Prototype augmented reality display with per-pixel mutual occlusion capability - sohkamyung
https://www.osapublishing.org/oe/abstract.cfm?uri=oe-25-24-30539#Abstract
======
mojomark
A.) God bless Thor labs and all of their fanciful lab snacks. Saved my life on
a few occosions.

B.) I've had a few beers so if you're not in the mood for a minor AR-centric
rant, this comment isn't for you. For the love of god, virtual-to-real object
occlusion (i.e. a l Flying elephant looking like a solid in front of my buddy
sam) is 1% of the occlusion problem (and really IMO, is not going to have
hardly any affect on the overall success of AR in the nearterm. What does
matter is dynamic real-to-virtual object occlusion (i.e. waving my hand in
between my eye and the flying elephant without my hand dissappearing behind
the elephant). This problem hardly ever gets attention, but in addition to
narrow vert/horizontal FOV, it's the leading culprit for giving users a
lackluster and less valuable AR experience.

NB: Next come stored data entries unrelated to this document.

PR #2249, opened 2015-06-24
Redmine #7297: Make sure systemd is detected on Debian systems.

kacfengine:
Debian systems symlink /sbin/init to their systemd binary, but the
/proc/1/cmdline entry will contain the name of the link, not of the
target, hence our existing method will not work. So check the link
target of /sbin/init in addition.

### DIFF
--- a/libenv/sysinfo.c
+++ b/libenv/sysinfo.c
@@ -989,7 +989,10 @@ static void OSClasses(EvalContext *ctx)
 /* First we check if init process is systemd, and set "systemd" hard class. */
 
     {
+        bool systemd_detected = false;
+
         char init_cmdline[CF_BUFSIZE];
+        init_cmdline[0] = '\0';
         if (ReadLine("/proc/1/cmdline", init_cmdline, sizeof(init_cmdline)))
         {
             char *p;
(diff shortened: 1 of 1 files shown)


kacfengine:
I tested by switching out the link manually (scary on a live system!), but I haven't tested on an actual Debian system. Inspired by https://github.com/cfengine/masterfiles/pull/488.

kacfengine:
trigger build

kacfengine:
@jimis: Review?

jimis:
Hmmm, wouldn't it be safer to first read `/proc/1/cmdline`, second see if it's a link and if so dereference it, and third see if the end result ends with "/systemd"?

kacfengine:
My thinking was that reading a link would be faster than opening and reading a process entry, so we start with the cheapest option. But this is guesstimation at best, and we can reverse that order if you think that's better.

``readlink`` will both tell you if it's a link and dereference it, so you only need that one call. I assume under the hood that both ``readlink`` and ``stat`` go to the inode.

kacfengine:
> ``readlink`` will both tell you if it's a link and dereference it

Which is the ``EINVAL`` error check, I should add.

jimis:
My guesstimation is that reading /proc/whatever is faster, since it has nothing to do with filesystem, inode cache, and even possibly hitting the disk.

Plus it catches the case where `/sbin/init` exists but was not chosen as PID 1.

kacfengine:
> My guesstimation is that reading /proc/whatever is faster, since it has nothing to do with filesystem, inode cache, and even possibly hitting the disk.

Ah, good point, I didn't think of that.

> Plus it catches the case where /sbin/init exists but was not chosen as PID 1.

A perverse case, but yeah, I suppose it is possible! I'll change it.

kacfengine:
Alright, moved the readlink check after the /proc check, and also reused the name obtained from ``/proc/1/cmdline`` instead of hardcoding ``/sbin/init``.

kacfengine:
trigger build

jimis:
I would nitpick on this that it's too complex, e.g. there is code duplication about detecting the last component of the path. Instead I took 10 min and wrote what I consider as simple:

https://github.com/cfengine/core/pull/2252

What do you think?

PR #4495, opened 2021-02-08
Travis: Disabled MacOS

olehermanse:
Failing Mac builds have caused master to be red for some days.
This seems to be because Travis changed the installed packages
on their default image. Since we are already testing MacOS
on GitHub Actions, and they are much faster and more reliable,
I don't see a point in fixing the travis build, so I disabled it.


vpodzime (approved):
ACK

Lex-2008 (approved):

olehermanse:
Backports:
https://github.com/cfengine/core/pull/4496
https://github.com/cfengine/core/pull/4497

PR #4498, opened 2021-02-09
Check if result from evaluate_promise() is a string in custom_promise…

vpodzime:
…_types/cfengine.py

'class Result' only defines attributes that are strings, it's not
an Enum. So things like 'Result.KEPT' are actually just strings
with no special type.

Changelog: None


larsewi (approved):
Yes !

olehermanse (approved):

PR #4501, opened 2021-02-10
CFE-3573: Assertion error no longer logs empty error msg

larsewi:
Promise module python library now handles all exception classes and additionally logs the exception type followed by the message. This way we at least get a hint in case of an assertion error without any message.

### DIFF
--- a/docs/custom_promise_types/cfengine.py
+++ b/docs/custom_promise_types/cfengine.py
@@ -1,5 +1,6 @@
 import sys
 import json
+import traceback
 
 
 def _skip_until_empty_line(file):
@@ -140,6 +141,7 @@ class PromiseModule:
         except Exception as e:
             self.log_critical(f"{type(e).__name__}: {e}")
             self._result = Result.ERROR
+            self._log_traceback()
         self._add_result()
         _put_response(self._response, self._out)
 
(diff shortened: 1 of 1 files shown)


vpodzime (approved):
Looks good to me.

docs/custom_promise_types/cfengine.py
```diff
@@ -137,6 +137,9 @@ def _handle_validate(self, promiser, attributes):
         except ValidationError as e:
             self.log_error(e)
             self._result = Result.INVALID
+        except Exception as e:
+            self.log_error(f"{type(e).__name__}: {e}")
+            self._result = Result.INVALID
```
olehermanse: According to the spec, I think this should be log level critical, and the result should be error:

https://github.com/cfengine/core/blob/master/docs/custom_promise_types/modules.md#results

olehermanse (approved):
Makes sense, one comment about following the spec, but not super critical.

docs/custom_promise_types/cfengine.py
larsewi: > Makes sense, one comment about following the spec, but not super critical.
>> According to the spec, I think this should be log level critical, and the result should be error:

It's not super critical, but it should be critical :laughing: \
I will fix !

olehermanse (approved):
LGTM, but should not have a Changelog entry - doesn't change anything in the released packages.

olehermanse (approved):

PR #4519, opened 2021-02-25
Assert results from write() in cf-execd/cf-execd-runagent.c with NDEBUG_UNUSED

vpodzime:
Otherwise LGTM complains that write() return value is ignored and
if it's only asserted, it complains it's unused in non-debug
builds.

Secret letter to magic leap: please please please have that problem solved
before you release your product. If you occlude, reality will exude (as long
as you have total FOV filling your frames that is). If you don't have these
figured out. I don't want your product (and I bet nobody else will either). On
the other hand, have these features, and you will see exceptional adoption.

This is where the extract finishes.